Give back the lines of the records exactly, starting at the first and ending at the one with "1. Run the gateway".
(Extracted information Opens)
PR #522, opened 2026-07-11
fix(gateway): preserve plugin App external flag through hybrid merge

### LINKED ISSUE #517: [BUG] Hybrid discovery merge drops plugin App external flag - external-app faults vanish from Function rollup
# Bug report

### Steps to reproduce
1. Run the gateway with `discovery.mode: hybrid` and a protocol plugin that introspects an external App with an empty `effective_fqn` (e.g. the OPC-UA plugin's process App).
2. Declare a manifest Function whose `hosted_by` lists that App id.
3. Report a fault to the fault_manager with `source_id` = the App id.
4. `GET /functions/<id>/faults`.

### Expected behavior

The fault rolls up into the Function (the external+empty-fqn rule in `collect_app_fqn()` grants the App its own id as fault-scope owner). This is exactly what happens under `discovery.mode: manifest_only`.

### Actual behavior

Empty `items` - under hybrid the merged entity cache holds the App with `external=false`, so the external rule never fires and the host contributes no fqn. The fault silently vanishes from the rollup.

Suspected mechanism: `src/ros2_medkit_gateway/src/discovery/merge_pipeline.cpp`, METADATA group - `external` merges with scalar semantics, so when the target layer wins the plugin's `external=true` is discarded (target default `false`). The comment says "external is a classification, not a status flag", but the hybrid merge does not preserve the classification.

### Environment
- ros2_medkit version: main (0d637f6f)
- ROS 2 distro: Jazzy
- OS: Ubuntu 24.04

### Additional information

Test-coverage gap that would have caught this: fa05ad86 ("surface external plugin-entity faults") added external-app fault-scope regressions for the APP and COMPONENT routes but not for FUNCTION-hosts-external-app. Worth adding that regression alongside the fix.

bburda:
# Pull Request

## Summary

Under `discovery.mode: hybrid`, an external App (a non-ROS asset such as a PLC bridged into SOVD by a protocol plugin: `external: true`, no ROS node) could lose its `external` classification and drop out of every fault rollup (#517). The root cause was that `App.external` was a plain `bool`: the manifest parser collapsed a missing `external:` key and an explicit `external: false` into the same `false`, so a manifest stub that merely declared the App id (to let a Function reference it) erased the classification a protocol plugin had introspected. External apps report faults under their own entity id, so without the flag their bare-id fault scope was lost and their faults vanished from Function, Component and Area rollups. `manifest_only` was unaffected because it bypasses the merge pipeline.

This makes `external` a tri-state `std::optional<bool>`:

- `nullopt` - no layer classified the app
- `true` - external (not a ROS node)
- `false` - explicitly a ROS node

A dedicated `merge_external` gap-fills the classification (mirroring the scalar merge): a layer that omits `external:` never shadows a classification another layer contributed, so a manifest stub keeps a plugin's `external: true`. An explicit value from a higher-priority layer still wins, so an authoritative manifest `external: false` corrects a wrong plugin `true` - something a plain bool could not express. This is deliberately not the generic optional merge: the manifest layer is the AUTHORITATIVE base for the metadata group, and that helper's target branch is a no-op, so it would drop the plugin's value.

Two follow-on correctness issues are fixed in the same change:

- **Fault scope, neighbor case.** An external app may still carry a manifest `ros_binding`, whose derived FQN would otherwise shadow the bare id and drop the app's faults (the same vanishing-faults symptom as #517). Fault-scope resolution now checks `external` before `effective_fqn()`, so an external app is always scoped by its entity id.
- **Validation R013.** An external app's binding is inert (ignored for linking and fault scoping), so it no longer enters the duplicate-binding bookkeeping - a real ROS app that later reuses the same node name no longer trips a phantom R010 conflict.

Docs (discovery options and manifest schema) describe the tri-state merge.

---

## Issue

- closes #517

---

## Type

- [x] Bug fix

---

## Testing

- Merge: reworked unit tests pin the tri-state branches - a manifest stub that omits `external:` keeps a plugin's `external: true`, and an authoritative manifest `external: false` overrides a plugin `true`.
- Fault scope: new unit tests cover an external app owning its faults by bare id on the App, Component, Function and Area routes, including the neighbor case (external app plus a stray `ros_binding`).
- Validation: a new test pins that an external app's inert binding does not cause a phantom R010 on a real app reusing the node name.
- Parser: new tests cover omitted -> unset and explicit `false` -> preserved.
- End-to-end: a new integration test reports a fault under an external app's bare id and asserts it surfaces on the app route and every rollup route (component, function, area). It fails against the pre-fix fault scope and passes only with the fix.
- Full gateway unit suite, linters and the affected integration test pass locally on Jazzy.

---

## Checklist

### DIFF
--- a/docs/config/discovery-options.rst
+++ b/docs/config/discovery-options.rst
@@ -177,12 +177,16 @@ Each layer declares a policy per field-group:
 
 .. note::
 
-   The app ``external`` flag is an exception to the policy table: it merges
-   monotonically. Once any layer classifies an app as external (e.g. a
-   protocol plugin introspecting a PLC), the classification is kept even if a
-   higher-priority layer carries the default ``false`` - a manifest entry that
-   omits ``external:`` cannot clear it. This keeps external apps owning their
-   faults (bare-id fault scope) in hybrid mode.
+   The app ``external`` classification is tri-state (unset / ``true`` /
+   ``false``), so it follows the policy table with one refinement: a layer that
+   does not classify the app (a manifest entry that omits ``external:``) never
+   clears or shadows a classification another layer contributed. A manifest stub
+   that omits ``external:`` therefore keeps a protocol plugin's introspected
+   ``external: true`` (so the app still owns its faults via bare-id fault scope
+   in hybrid mode). An *explicit* value is authoritative and resolves by normal
+   layer priority: an authoritative manifest ``external: false`` overrides a
+   plugin's ``external: true``. Only omission is a no-op; an explicit value is
+   never silently discarded.
 
 Override per-layer policies in ``gateway_params.yaml``. Empty string means
 "use layer default". Policy values are **case-sensitive** and must be lowercase
--- a/docs/config/discovery-options.rst
+++ b/docs/config/discovery-options.rst
@@ -175,6 +175,15 @@ Each layer declares a policy per field-group:
 - Manifest: ``authoritative`` for identity/hierarchy/metadata, ``enrichment`` for live_data, ``fallback`` for status
 - Runtime: ``authoritative`` for live_data/status, ``enrichment`` for metadata, ``fallback`` for identity/hierarchy
 
+.. note::
+
+   The app ``external`` flag is an exception to the policy table: it merges
+   monotonically. Once any layer classifies an app as external (e.g. a
+   protocol plugin introspecting a PLC), the classification is kept even if a
+   higher-priority layer carries the default ``false`` - a manifest entry that
+   omits ``external:`` cannot clear it. This keeps external apps owning their
+   faults (bare-id fault scope) in hybrid mode.
+
 Override per-layer policies in ``gateway_params.yaml``. Empty string means
 "use layer default". Policy values are **case-sensitive** and must be lowercase
 (``authoritative``, ``enrichment``, ``fallback``):
--- a/docs/config/manifest-schema.rst
+++ b/docs/config/manifest-schema.rst
@@ -553,6 +553,8 @@ Fields
      - True if not a ROS node (default: false). In hybrid mode the flag merges
        monotonically: omitting it does not clear an ``external`` classification
        contributed by another discovery layer (e.g. a protocol plugin).
+       Combining ``external: true`` with a ``ros_binding`` is contradictory and
+       raises validation warning R013 (the binding is ignored for linking).
 
 ros_binding Fields
 ~~~~~~~~~~~~~~~~~~
--- a/docs/config/manifest-schema.rst
+++ b/docs/config/manifest-schema.rst
@@ -550,11 +550,16 @@ Fields
    * - ``external``
      - boolean
      - No
-     - True if not a ROS node (default: false). In hybrid mode the flag merges
-       monotonically: omitting it does not clear an ``external`` classification
-       contributed by another discovery layer (e.g. a protocol plugin).
+     - True if not a ROS node (treated as not external when omitted). The
+       classification is tri-state internally: **omitting** ``external:`` leaves
+       it unset, so in hybrid mode it does not clear an ``external``
+       classification contributed by another discovery layer (e.g. a protocol
+       plugin) - the app keeps its bare-id fault scope. An **explicit** value is
+       authoritative and resolves by normal layer priority, so an authoritative
+       manifest ``external: false`` overrides a plugin's ``external: true``.
        Combining ``external: true`` with a ``ros_binding`` is contradictory and
-       raises validation warning R013 (the binding is ignored for linking).
+       raises validation warning R013 (the binding is ignored for linking and
+       fault scoping - the app is scoped by its entity id).
 
 ros_binding Fields
 ~~~~~~~~~~~~~~~~~~
--- a/docs/config/manifest-schema.rst
+++ b/docs/config/manifest-schema.rst
@@ -550,7 +550,9 @@ Fields
    * - ``external``
      - boolean
      - No
-     - True if not a ROS node (default: false)
+     - True if not a ROS node (default: false). In hybrid mode the flag merges
+       monotonically: omitting it does not clear an ``external`` classification
+       contributed by another discovery layer (e.g. a protocol plugin).
 
 ros_binding Fields
 ~~~~~~~~~~~~~~~~~~
--- a/src/ros2_medkit_gateway/src/core/discovery/manifest/manifest_validator.cpp
+++ b/src/ros2_medkit_gateway/src/core/discovery/manifest/manifest_validator.cpp
@@ -187,14 +187,18 @@ void ManifestValidator::validate_ros_bindings(const Manifest & manifest, Validat
   for (const auto & app : manifest.apps) {
     if (app.ros_binding.has_value() && !app.ros_binding->is_empty()) {
       // external means "not a ROS node": the runtime linker skips the binding
-      // and the hybrid merge keeps the external classification. Declaring both
-      // is contradictory - warn instead of silently ignoring one of the two.
-      if (app.external) {
+      // and fault scoping uses the app's entity id, so the binding is inert.
+      // Declaring both is contradictory - warn, and skip the R010 bookkeeping
+      // entirely: an inert binding must not reserve a node name and trip a
+      // phantom duplicate error on a real ROS app that later reuses it.
+      if (app.external.value_or(false)) {
         result.add_warning("R013",
                            "App '" + app.id +
-                               "' declares external: true together with a ros_binding; "
-                               "the binding is ignored for linking",
+                               "' declares external: true together with a ros_binding; the binding "
+                               "is ignored for linking and fault scoping (the app is scoped by its "
+                               "entity id)",
                            "apps/" + app.id + "/ros_binding");
+        continue;
       }
 
       std::string binding_key = app.ros_binding->node_name + "@" + app.ros_binding->namespace_pattern;
--- a/src/ros2_medkit_gateway/src/core/discovery/manifest/manifest_validator.cpp
+++ b/src/ros2_medkit_gateway/src/core/discovery/manifest/manifest_validator.cpp
@@ -186,6 +186,17 @@ void ManifestValidator::validate_ros_bindings(const Manifest & manifest, Validat
 
   for (const auto & app : manifest.apps) {
     if (app.ros_binding.has_value() && !app.ros_binding->is_empty()) {
+      // external means "not a ROS node": the runtime linker skips the binding
+      // and the hybrid merge keeps the external classification. Declaring both
+      // is contradictory - warn instead of silently ignoring one of the two.
+      if (app.external) {
+        result.add_warning("R013",
+                           "App '" + app.id +
+                               "' declares external: true together with a ros_binding; "
+                               "the binding is ignored for linking",
+                           "apps/" + app.id + "/ros_binding");
+      }
+
       std::string binding_key = app.ros_binding->node_name + "@" + app.ros_binding->namespace_pattern;
 
       // For topic namespace bindings
--- a/src/ros2_medkit_gateway/src/discovery/merge_pipeline.cpp
+++ b/src/ros2_medkit_gateway/src/discovery/merge_pipeline.cpp
@@ -169,6 +169,30 @@ void merge_optional(std::optional<T> & target, const std::optional<T> & source, 
   }
 }
 
+// Merge the tri-state `external` classification. Mirrors merge_scalar's
+// gap-filling policy (nullopt == "empty"): a higher-priority layer that does not
+// classify (nullopt) must never shadow a lower-priority layer's classification,
+// so once any layer sets it the value survives (a manifest stub cannot hide a
+// plugin's introspected external=true, #517). An explicit value from a strictly
+// higher-priority layer (SOURCE) still wins, so an authoritative manifest
+// `external: false` corrects a wrong plugin `true`. This is NOT merge_optional:
+// merge_optional's TARGET branch is a no-op and would drop the plugin's value.
+void merge_external(std::optional<bool> & target, const std::optional<bool> & source, MergeWinner winner) {
+  switch (winner) {
+    case MergeWinner::SOURCE:
+      if (source.has_value()) {
+        target = source;
+      }
+      break;
+    case MergeWinner::BOTH:
+    case MergeWinner::TARGET:
+      if (!target.has_value() && source.has_value()) {
+        target = source;
+      }
+      break;
+  }
+}
+
 void merge_topics(ComponentTopics & target, const ComponentTopics & source, MergeWinner winner) {
   merge_collection(target.publishes, source.publishes, winner);
   merge_collection(target.subscribes, source.subscribes, winner);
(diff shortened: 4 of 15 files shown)


src/ros2_medkit_gateway/src/discovery/merge_pipeline.cpp
```diff
@@ -278,11 +278,12 @@ void apply_field_group_merge(Entity & target, const Entity & source, FieldGroup
...
-        if (res.scalar == MergeWinner::SOURCE) {
-          target.external = source.external;
-        }
-        // TARGET and BOTH: keep target value (no OR semantics)
+        // `external` is a classification a layer either knows (true) or cannot
+        // express (bool default false == unset). No layer can un-classify, so
+        // once any layer marks the app external it stays - a manifest stub's
+        // default false must not erase a plugin's introspected classification,
+        // or the app silently drops out of every fault rollup (#517).
+        target.external = target.external || source.external;
```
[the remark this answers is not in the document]
bburda: This state was already representable before this PR: the manifest allows an app with both `external: true` and a `ros_binding`, and validation accepted that silently. The merge change adds one more path to the same state but does not change how it behaves: the linker skips ROS binding for external apps, and fault scoping uses the binding-derived FQN when one exists, same as before.

Clearing `ros_binding` when `external` becomes true would let an enrichment-level plugin layer erase authoritative manifest data, and it would silently move the app's fault scope from FQN to bare id when a plugin misclassifies a bound ROS app. Instead, d7413b26 adds validation warning R013: a manifest app that declares both `external: true` and a `ros_binding` is now flagged, so the contradiction is visible instead of one side being ignored.

mfaferek93: Fixes the bare-stub case but not the neighbor one: a manifest app with a real ros_binding (no `external:` key) plus a plugin app of the same id with external=true. The OR marks it external but merge keeps the manifest binding, so effective_fqn() (app.hpp:102) still derives a live FQN and the bare-id fault-scope branch (fault_scope.cpp:40) never runs - same vanishing-faults symptom as #517. Needs handling here or a follow-up.

src/ros2_medkit_gateway/src/discovery/merge_pipeline.cpp
```diff
@@ -278,11 +278,12 @@ void apply_field_group_merge(Entity & target, const Entity & source, FieldGroup
       case FieldGroup::METADATA:
         merge_scalar(target.source, source.source, res.scalar);
         merge_optional(target.ros_binding, source.ros_binding, res.scalar);
-        // Use scalar semantics (not OR) - external is a classification, not a status flag
-        if (res.scalar == MergeWinner::SOURCE) {
-          target.external = source.external;
-        }
-        // TARGET and BOTH: keep target value (no OR semantics)
+        // `external` is a classification a layer either knows (true) or cannot
+        // express (bool default false == unset). No layer can un-classify, so
```
mfaferek93: The durable fix is `optional<bool>`. This is the second flip of the same coin - 4e01daf removed the OR ("classification, not a status flag"), this restores it ("no layer can un-classify") - both right about different halves of a distinction a plain bool can't encode (manifest_parser:381 collapses explicit `false` and omission). Side effect of the OR: an authoritative manifest `external: false` can never correct a wrong plugin classification. Worth a follow-up issue.

src/ros2_medkit_gateway/src/core/discovery/manifest/manifest_validator.cpp
```diff
@@ -186,6 +186,17 @@ void ManifestValidator::validate_ros_bindings(const Manifest & manifest, Validat
...
   for (const auto & app : manifest.apps) {
     if (app.ros_binding.has_value() && !app.ros_binding->is_empty()) {
+      // external means "not a ROS node": the runtime linker skips the binding
+      // and the hybrid merge keeps the external classification. Declaring both
+      // is contradictory - warn instead of silently ignoring one of the two.
+      if (app.external) {
+        result.add_warning("R013",
+                           "App '" + app.id +
+                               "' declares external: true together with a ros_binding; "
+                               "the binding is ignored for linking",
```
mfaferek93: "ignored for linking" is true but understates it - effective_fqn() (app.hpp:102) still derives an FQN from the binding, so the app's fault scope points at a dead ROS FQN instead of its bare id (the exact bug this PR fixes). Suggest "...ignored for linking and the app loses bare-id fault ownership". Same wording in manifest-schema.rst:557.

src/ros2_medkit_gateway/src/core/discovery/manifest/manifest_validator.cpp
```diff
@@ -186,6 +186,17 @@ void ManifestValidator::validate_ros_bindings(const Manifest & manifest, Validat
...
+                           "apps/" + app.id + "/ros_binding");
+      }
```
mfaferek93, line 202: After the R013 warning it still inserts this external app's binding_key into seen_bindings (line 212), so a real ROS app reusing that node name later fails R010 (hard error) over a phantom conflict. A `continue` here (or skipping the bookkeeping for external apps) fixes it.

docs/config/manifest-schema.rst
```diff
@@ -550,7 +550,11 @@ Fields
    * - ``external``
      - boolean
      - No
-     - True if not a ROS node (default: false)
+     - True if not a ROS node (default: false). In hybrid mode the flag merges
+       monotonically: omitting it does not clear an ``external`` classification
```
mfaferek93: "omitting it does not clear" reads like an explicit `external: false` would win - it doesn't (parser collapses it, the OR discards it, no log). Suggest: "neither omitting `external:` nor setting it to `false` clears a classification contributed by another layer".

docs/config/discovery-options.rst
```diff
@@ -175,6 +175,15 @@ Each layer declares a policy per field-group:
 - Manifest: ``authoritative`` for identity/hierarchy/metadata, ``enrichment`` for live_data, ``fallback`` for status
 - Runtime: ``authoritative`` for live_data/status, ``enrichment`` for metadata, ``fallback`` for identity/hierarchy
 
+.. note::
+
+   The app ``external`` flag is an exception to the policy table: it merges
+   monotonically. Once any layer classifies an app as external (e.g. a
+   protocol plugin introspecting a PLC), the classification is kept even if a
+   higher-priority layer carries the default ``false`` - a manifest entry that
+   omits ``external:`` cannot clear it. This keeps external apps owning their
```
mfaferek93: Same as the manifest-schema note - with OR semantics no layer clears the flag, including an explicit `external: false`. Reword to "no layer can clear it - neither omitting `external:` nor setting it to `false` has any effect once another layer classified the app external".

src/ros2_medkit_gateway/test/test_handler_context.cpp
```diff
@@ -1699,6 +1699,25 @@ TEST(ResolveEntitySourceFqnsTest, ComponentHostingExternalAppOwnsItsFaults) {
   EXPECT_EQ(fqns, std::set<std::string>{"process"});
 }
 
+TEST(ResolveEntitySourceFqnsTest, FunctionHostingExternalAppOwnsItsFaults) {
```
mfaferek93, line 1702: AREA is the only rollup without an external-app test now (App/Component/Function have one). The AREA route walks the same gate (fault_scope.cpp:121 -> collect_area_app_fqns -> collect_app_fqn) and is production-real - the opcua plugin sets comp.area, so GET /areas/<area>/faults depends on the same branch. An AreaHostingExternalAppOwnsItsFaults sibling closes the set.

src/ros2_medkit_gateway/test/test_merge_pipeline.cpp
```diff
@@ -993,6 +993,47 @@ TEST_F(MergePipelineTest, ThreeLayerMerge_PerFieldGroupOwnerTracking) {
...
+// A protocol plugin introspects an external asset (e.g. a PLC over OPC UA) and
+// emits its App with external=true and no ROS binding. In hybrid mode the
+// manifest may declare the same App id as a bare stub (so a Function's
+// hosted_by can reference it) without an `external:` key, which parses to the
+// bool default false. `external` has no unset state, so the manifest's
+// AUTHORITATIVE METADATA must not let that default erase the plugin's
+// classification - collect_app_fqn() grants an empty-fqn App its bare-id fault
+// scope only when external is true, so dropping the flag silently empties the
+// App's fault rollup on every route that aggregates it.
+TEST_F(MergePipelineTest, PluginExternalClassificationSurvivesManifestMetadataMerge) {
```
mfaferek93, line 1008: Worth an end-to-end pin for #517: `external` appears nowhere in the integration tests, and the full chain (hybrid stub + plugin app -> merge -> fault under bare id -> visible in the rollup) only exists as two disjoint unit layers. This exact interaction regressed once via a semantics-only refactor (4e01daf) that every unit test of its era survived - an integration test is the layer that catches it.

mfaferek93 (commented):
A few minor comments

src/ros2_medkit_gateway/src/discovery/merge_pipeline.cpp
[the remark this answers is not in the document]
mfaferek93: Agreed with keeping the binding rather than clearing it. The contradiction is handled downstream instead: 7f52b568 scopes an external app by its bare id (not the derived FQN) and R013 skips the seen_bindings bookkeeping, so no vanishing faults and no phantom R010.

mfaferek93: Resolved in 7f52b568: collect_app_fqn now checks external before effective_fqn, so an external app with a stray ros_binding is scoped by its bare id instead of the dead FQN. Pinned by ExternalAppWithStrayRosBindingOwnsFaultsByBareId plus the end-to-end rollup test.

src/ros2_medkit_gateway/src/discovery/merge_pipeline.cpp
mfaferek93: Done in 7f52b568 - external is now std::optional<bool> and merge_external gap-fills: omission never shadows another layer, but an explicit higher-priority value wins, so an authoritative manifest external: false corrects a wrong plugin true. Closed the #523 follow-up as implemented.

src/ros2_medkit_gateway/src/core/discovery/manifest/manifest_validator.cpp
mfaferek93: 7f52b568 fixed the behavior rather than documenting the loss: external apps now keep bare-id fault ownership even with a binding, so R013 reads '...ignored for linking and fault scoping (the app is scoped by its entity id)'.

src/ros2_medkit_gateway/src/core/discovery/manifest/manifest_validator.cpp
mfaferek93: Good catch - fixed in 7f52b568: external apps continue before the seen_bindings bookkeeping, so their inert binding can't trip a phantom R010 on a real ROS app reusing that node name. Pinned by R013_ExternalAppBindingDoesNotReserveNodeName.

docs/config/manifest-schema.rst
mfaferek93: Reworded in 7f52b568: now spells out that omitting external: leaves it unset (does not clear a classification from another layer) while an explicit false is authoritative and overrides a plugin's true.

docs/config/discovery-options.rst
mfaferek93: Reworded in 7f52b568: only omission is a no-op now - an explicit value, including false, is authoritative and never silently discarded (tri-state, not monotone).

src/ros2_medkit_gateway/test/test_handler_context.cpp
mfaferek93: Added in 7f52b568: AreaHostingExternalAppOwnsItsFaults completes the App/Component/Function/Area set through the same collect_app_fqn gate.

src/ros2_medkit_gateway/test/test_merge_pipeline.cpp
mfaferek93: Added in 7f52b568: ros2_medkit_integration_tests/test/features/test_external_app_fault_rollup.test.py drives the full HTTP stack - reports a fault under the external app's bare id and asserts it on the app/component/function/area routes, with the stray-binding neighbor case baked into the fixture.

src/ros2_medkit_gateway/src/discovery/merge_pipeline.cpp
bburda: Handled here rather than deferred. `collect_app_fqn` in `fault_scope.cpp` now checks `external` before `effective_fqn()`, so an external app carrying a stray `ros_binding` is scoped by its bare entity id, not the derived FQN. Pinned by a unit test (`ExternalAppWithStrayRosBindingOwnsFaultsByBareId`) and an end-to-end integration test that fails against the pre-fix scope.

src/ros2_medkit_gateway/src/discovery/merge_pipeline.cpp
bburda: Done in this PR. `App.external` is now `std::optional<bool>`; the parser keeps omitted-vs-explicit-`false`, and an authoritative manifest `external: false` overrides a wrong plugin `true`. It deliberately does not reuse `merge_optional`: the manifest layer is the AUTHORITATIVE base for METADATA, so the winner is TARGET, and that helper's TARGET branch is a no-op and would drop the plugin's value. A dedicated `merge_external` gap-fills instead. This also resolves the tri-state follow-up (523).

src/ros2_medkit_gateway/src/core/discovery/manifest/manifest_validator.cpp
bburda: Reworded, though not to "loses bare-id fault ownership": with the fault-scope fix above the external app keeps its bare-id ownership, so the binding is simply inert. It now reads "ignored for linking and fault scoping (the app is scoped by its entity id)", and the manifest-schema doc matches.

src/ros2_medkit_gateway/src/core/discovery/manifest/manifest_validator.cpp
bburda: Fixed - the validator now `continue`s before the `seen_bindings` bookkeeping for an external app, so its inert binding never reserves a node name. New test `R013_ExternalAppBindingDoesNotReserveNodeName` pins that a real ROS app reusing the same node name does not trip a phantom R010.

docs/config/manifest-schema.rst
bburda: Reworded for the tri-state model rather than OR: with `optional<bool>` an explicit `external: false` is authoritative and does win by layer priority, so only an *omitted* key is a no-op. The doc now says omitting `external:` defers to other layers while an explicit `false` overrides a plugin's classification.

docs/config/discovery-options.rst
bburda: Same as the schema note - reworded for tri-state. Since an explicit `external: false` now wins by priority, it no longer claims "no layer can clear it"; it distinguishes omission (no-op) from an explicit value (authoritative).

src/ros2_medkit_gateway/test/test_handler_context.cpp
bburda: Added `AreaHostingExternalAppOwnsItsFaults` - a component with `area` set hosting an external app, asserting the area rollup includes the app's bare id. The set is now complete (App / Component / Function / Area).

src/ros2_medkit_gateway/test/test_merge_pipeline.cpp
bburda: Added `test_external_app_fault_rollup.test.py`: hybrid manifest with an external app, a fault reported under its bare id via the report_fault service, asserted on the app, component, function and area routes. It exercises the full merge -> scope -> rollup chain and fails against the pre-fix fault scope.

mfaferek93 (approved):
(Extracted information Closes)
_Task output_
PR #522, opened 2026-07-11
fix(gateway): preserve plugin App external flag through hybrid merge

### LINKED ISSUE #517: [BUG] Hybrid discovery merge drops plugin App external flag - external-app faults vanish from Function rollup
# Bug report

### Steps to reproduce
1. Run the gateway with `discovery.mode: hybrid` and a protocol plugin that introspects an external App with an empty `effective_fqn` (e.g. the OPC-UA plugin's process App).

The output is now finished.